有什么方法可以通过 python 中的 url 的自定义查询下载数据？

Question

I want to download the data from USDA site with custom queries.我想通过自定义查询从USDA网站下载数据。 So instead of manually selecting queries in the website, I am thinking about how should I do this handier in python.因此，我不是在网站中手动选择查询，而是在考虑如何在 python 中更方便地进行此操作。 To do so, I used request , http to access the url and read the content, it is not intuitive for me how should I pass the queries then make a selection and download the data as csv .为此，我使用request ， http访问 url 并阅读内容，这对我来说并不直观，我应该如何通过查询然后进行选择并将数据下载为csv 。 Does anyone knows of doing this easily in python?有谁知道在 python 中轻松做到这一点？ Is there any workaround we could download the data from url with specific queries?有什么解决方法可以通过特定查询从 url 下载数据？ Any idea?任何想法？

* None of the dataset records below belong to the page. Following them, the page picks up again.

Issue #3707, opened 2022-01-19
TSMapEstimator fails when exposure is zero at the map center


adonath:
**Gammapy version**
v0.19

**Bug description**
To compute the kernel for the TS map computation the exposure at the center of the map is used. However this can fail, when the exposure at the map center is zero, but contains e.g. valid data in the upper part of the map. One could work e.g. with the mean exposure taking the `mask` into account instead.

PR #4018, opened 2022-07-01
Computation of the WcsMap kernel at the nearest valid exposure

bkhelifi:
**Description**

This pull request fixes the bug mentioned in the Issue #3707. It changes the computation of the kernel, previously done with the exposure at the centre of the map and now with the mean non-null exposure over the whole map.

**Dear reviewer**
In addition to the change of the computation logics, I have added a test on the kernel values and also a test with a map with bins with null exposure.

### DIFF
--- a/gammapy/datasets/utils.py
+++ b/gammapy/datasets/utils.py
@@ -23,3 +23,12 @@ def get_axes(ax1, ax2, width, height, args1, args2, kwargs1=None, kwargs2=None):
         raise ValueError("Either both or no Axes must be provided")
 
     return ax1, ax2
+
+
+def get_nearest_valid_exposure_position(exposure, position=None):
+    import numpy as np
+    mask_exposure = exposure > 0.0*exposure.unit
+    mask_exposure = mask_exposure.reduce_over_axes(func=np.logical_or)
+    if not position:
+        position = mask_exposure.geom.center_skydir
+    return mask_exposure.mask_nearest_position(position)
--- a/gammapy/datasets/utils.py
+++ b/gammapy/datasets/utils.py
@@ -1,3 +1,6 @@
+import numpy as np
+
+
 def get_figure(fig, width, height):
     import matplotlib.pyplot as plt
 
@@ -26,7 +29,6 @@ def get_axes(ax1, ax2, width, height, args1, args2, kwargs1=None, kwargs2=None):
 
 
 def get_nearest_valid_exposure_position(exposure, position=None):
-    import numpy as np
     mask_exposure = exposure > 0.0*exposure.unit
     mask_exposure = mask_exposure.reduce_over_axes(func=np.logical_or)
     if not position:
--- a/gammapy/estimators/map/ts.py
+++ b/gammapy/estimators/map/ts.py
@@ -215,7 +215,7 @@ class TSMapEstimator(Estimator):
     def estimate_kernel(self, dataset):
         """Get the convolution kernel for the input dataset.
 
-        Convolves the model with the PSFKernel at the center of the dataset.
+        Convolves the model with the PSFKernel using the mean non-null exposure.
 
         Parameters
         ----------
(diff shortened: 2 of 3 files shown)


gammapy/estimators/map/ts.py
```diff
@@ -236,10 +236,9 @@ def estimate_kernel(self, dataset):
         model = self.model.copy()
         model.spatial_model.position = geom.center_skydir
 
-        # Creating exposure map with exposure at map center
+        # Creating exposure map with the mean non-null exposure
         exposure = Map.from_geom(geom, unit="cm2 s1")
-        exposure_center = dataset.exposure.to_region_nd_map(geom.center_skydir)
-        exposure.data[...] = exposure_center.data
+        exposure.data[...] = np.mean(dataset.exposure.data[dataset.exposure.data > 0.])
```
QRemy, line 241: you could also consider the dataset.mask and only finite values to compute the mean exposure :
```python
exposure_mask = (dataset.mask.data) & (dataset.exposure.data > 0.) & np.isfinite(dataset.exposure.data)
exposure.data[...] = np.mean(dataset.exposure.data[exposure_mask])
```

QRemy: this also address my comment about unit

QRemy: I think we can use  dataset.mask.interp_to_geom( dataset.exposure.geom)  as a the mask in reco energy is dilated compared to the mask in true energy we don't loose information .

bkhelifi: This can not work as the energy axis names are different between the exposure (in true energy) and the mask (in reco energy)... No turn-around found yet.

registerrier (commented):
Thanks @bkhelifi .

I am not sure you need to use a full mask on the exposure, I suppose that the image_mask should be sufficient. Note that the current implementation does not return an array for the exposure.
Is it possible to quantify the result when applying the mean compared to the center value? 

Is it possible that no PSF is available as well?

adonath:
Idea from dev meeting today: make behavior consistent with IRF kernel extraction. So find the nearest valid position to extract the exposure from. I think for a TS map we always need a PSF, so we could use:

```python3
datasets.psf._get_nearest_valid_position(position=, )
```
It's not ideal to rely on a hidden method, but as we do it internally in Gammapy it's acceptable.

gammapy/estimators/map/ts.py
```diff
@@ -236,10 +236,9 @@ def estimate_kernel(self, dataset):
         model = self.model.copy()
         model.spatial_model.position = geom.center_skydir
 
-        # Creating exposure map with exposure at map center
+        # Creating exposure map with the mean non-null exposure
         exposure = Map.from_geom(geom, unit="cm2 s1")
```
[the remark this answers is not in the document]
adonath: This is still unaddressed?

gammapy/datasets/utils.py
```diff
@@ -23,3 +23,12 @@ def get_axes(ax1, ax2, width, height, args1, args2, kwargs1=None, kwargs2=None):
         raise ValueError("Either both or no Axes must be provided")
 
     return ax1, ax2
+
+
+def get_nearest_valid_exposure_position(exposure, position=None):
+    import numpy as np
```
registerrier, line 29: I would import globally here.

gammapy/estimators/map/ts.py
```diff
@@ -236,10 +237,13 @@ def estimate_kernel(self, dataset):
...
-        exposure_center = dataset.exposure.to_region_nd_map(geom.center_skydir)
-        exposure.data[...] = exposure_center.data
+        position = get_nearest_valid_exposure_position(dataset.exposure, geom.center_skydir)
+        exposure_position = dataset.exposure.to_region_nd_map(position)
+        if not np.any(exposure_position.data):
+            raise ValueError("The exposure is null. Impossible to convolve the model with the PSFKernel.")
```
registerrier, line 245: I would use a simpler error message e.g.:
`No valid exposure. Impossible to compute kernel for TS Map.`

gammapy/estimators/map/ts.py
```diff
@@ -215,7 +216,7 @@ def selection_all(self):
     def estimate_kernel(self, dataset):
         """Get the convolution kernel for the input dataset.
 
-        Convolves the model with the PSFKernel at the center of the dataset.
+        Convolves the model with the IRFs.
```
registerrier, line 219: Maybe specify: `with the IRFs at the center of the dataset (or the nearest position with non-null exposure)`.

gammapy/estimators/map/ts.py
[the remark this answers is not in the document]
registerrier: Note that this is a pre-existing code, and possibly buggy indeed because what is passed is the `exposure.data`. 
A possible solution is to replace `"cm2s"` by `dataset.exposure.unit`

registerrier (changes requested):
Thanks @bkhelifi . This looks good. 
I have left a few minor comments. 
Please remove the `assert_raises` which we never use in gammapy and use instead `with pytest.raises`.

gammapy/estimators/map/ts.py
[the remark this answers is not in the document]
bkhelifi: But this contradicts a bit the initial comment of Quentin... What's happening if `data.exposure.unit` is not in `"cm2s"`?
This code allows to fix this case...
What is the consensus then?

this is my current attempt这是我目前的尝试

here is the url that I am going to select data with custom queries.这是url ，我将使用自定义查询访问 select 数据。

import io
import requests
import pandas as pd

url="https://www.marketnews.usda.gov/mnp/ls-report-retail?&repType=summary&portal=ls&category=Retail&species=BEEF&startIndex=1"
s=requests.get(url).content
df=pd.read_csv(io.StringIO(s.decode('utf-8')))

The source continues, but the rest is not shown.